The Latin community of Cyprus has benefited from state assistance for its various schools and churches over the past ten years, including free health care for Roman Catholic clergy irrespective of nationality, the payment of the salaries of five Roman Catholic priests resident in Nicosia, Larnaca, Limassol and Paphos, an annual grant of £22,000 per annum towards the needs of the Roman Catholic church in Cyprus, fully subsidized education for the children of Latins attending Latin primary and secondary schools and a partial subsidy for the children of Latins attending private secondary schools. Churches serving the Latin community of Cyprus are that of the Holy Cross near the Paphos Gate in Nicosia, founded in 1901 with a grant from Queen Maria-Christina, wife of King Alfonso XII of Spain, that of St Catherine’s in Limassol founded by the Franciscans in 1872 and that of St Mary of the Graces, re-founded in Larnaca by the Franciscans in 1848. One should also mention an earlier Latin church founded at Larnaca in 1702, the foundation stone of which had been laid by the French consul and which had served as his private chapel and as a hospice for pilgrims bound for the Holy Land. An additional church has recently been acquired in Paphos. There are also Latin cemeteries in Nicosia, Larnaca and Paphos, as well as Latin chapels at the college of Terra Santa in Nicosia and the monastery of St Joseph in Larnaca, founded in 1841 by the sisters of this order, who have been mentioned previously. As regards schools, those serving the Latins of Cyprus but which also accept pupils of other faiths are Terra Santa College in Nicosia, founded and maintained by the Franciscan friars, and the School of St Mary in Limassol, originally founded as a girls’ college by the Franciscan Sisters of the Sacred Heart. Both the above schools provide pre-primary, primary and secondary education, and the School of St Mary has recently become co-educational. To the above establishments can be added a kindergarten at Kalo Khorio in the district of Paphos. The Latins of Cyprus also maintain two charitable organisations, that of St Anthony in Nicosia and of St Catherine in Limassol, which organise an annual bazaar every Christmas, with the proceeds going towards the needs of the poor.

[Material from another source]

PR #6436, opened 2023-10-16
Adjust test_concurrent_same_model_load_unload_stress

kthui:
Related PR: https://github.com/triton-inference-server/core/pull/276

By way of conclusion, it is possible to state that the Latins of Cyprus form a compact but steadily increasing community differing markedly from the Armenians and the Maronites, the other two religious groups officially recognised by the constitution of Cyprus, insofar as they are not nationally homogeneous. This national heterogeneity, as seen above, existed from the outset, with Venetians, French, Italians and Maltese all contributing to the formation of Cyprus’ modern Latin community. In recent decades intermarriage between native Cypriots and Roman Catholics from Eastern Europe such as Poles and Czechs or even with Filipinos from the Far East has added to this national heterogeneity, and the Latins of Cyprus look set to become not only more numerous on the island, but also more diverse ethnically.